J Clin Densitom. 2002 Winter;5(4):383-89. doi: 10.1385/jcd:5:4:383.
Controversy exists regarding which sites to measure, and the appropriate reference database to use, for densitometric diagnosis of osteoporosis in men. While hip and spine bone mineral density (BMD) measurement is routine, spinal osteoarthritis often elevates measured BMD in older men. Additionally, the use of male reference data is standard practice; however, recent reports suggest that a female database may be more appropriate. This study evaluated the effect of sites measured, and normative database utilized, on the densitometric diagnosis of osteoporosis in men. Spine, femur, and ultradistal radial BMD T-scores were determined in 595 male veterans using the GE Lunar male normative database. Subsequently, World Health Organization diagnostic criteria were applied, identifying 282 men with osteoporosis (T-score </= 2.5). The combination of femoral (lowest of neck or total) with the ultradistal radius site was more sensitive (p < 0.0001) for diagnosing osteoporosis than femur plus lumbar spine. When scans from 129 subjects with documented fractures were analyzed using female normative data, fewer (p < 0.0001) met an arbitrary threshold for receiving pharmacologic osteoporosis therapy. In conclusion, BMD measurement at only the spine and hip leads to underdiagnosis of osteoporosis in men. This situation will be exacerbated by utilization of a female normative database; more men with prior fracture may be categorized as not meeting a pharmaceutical intervention threshold.

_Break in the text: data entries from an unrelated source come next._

PR #8764, opened 2023-08-10
Fix Source IP aggregation for Firewall

ricardotolentino:
Change(s):
   - Fix source IP aggregation for Azure Firewall analytics rules "Multiple Sources Affected by the Same TI Destination"

   Reason for Change(s):
   - Undo a change from a recent commit (a7132b0) and restore the "Multiple Sources Affected by the Same TI Destination" Firewall analytics rule source IP aggregation. Currently the rule summarizes by the source IP, which results in the query returning zero results unless the "MinAffectedThreshold" is set to 0, thereby making the parameter useless.
   - Fix a typo for the "MinAffectedThreshold" parameter

   Version Updated:
   - Yes

   Testing Completed:
   - Yes

   - Yes

### DIFF
--- a/Solutions/Azure Firewall/Analytic Rules/Azure Firewall - Multiple Sources Affected by the Same TI Destination.yaml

对于男性骨质疏松症的骨密度诊断,在测量部位以及使用何种合适的参考数据库方面存在争议。虽然髋部和脊柱骨矿物质密度(BMD)测量是常规操作,但脊柱骨关节炎常常会使老年男性的测量BMD升高。此外,使用男性参考数据是标准做法;然而,最近的报告表明女性数据库可能更合适。本研究评估了测量部位以及所使用的标准数据库对男性骨质疏松症骨密度诊断的影响。使用GE Lunar男性标准数据库测定了595名男性退伍军人的脊柱、股骨和桡骨远端的BMD T值。随后,应用世界卫生组织诊断标准,确定了282名患有骨质疏松症的男性(T值≤ -2.5)。与股骨加腰椎相比,股骨(颈或全髋中最低者)与桡骨远端部位联合用于诊断骨质疏松症更敏感(p < 0.0001)。当使用女性标准数据对129名有骨折记录的受试者的扫描结果进行分析时,达到接受骨质疏松症药物治疗的任意阈值的人数更少(p < 0.0001)。总之,仅在脊柱和髋部测量BMD会导致男性骨质疏松症诊断不足。使用女性标准数据库会使这种情况更加严重;更多有既往骨折的男性可能会被归类为未达到药物干预阈值。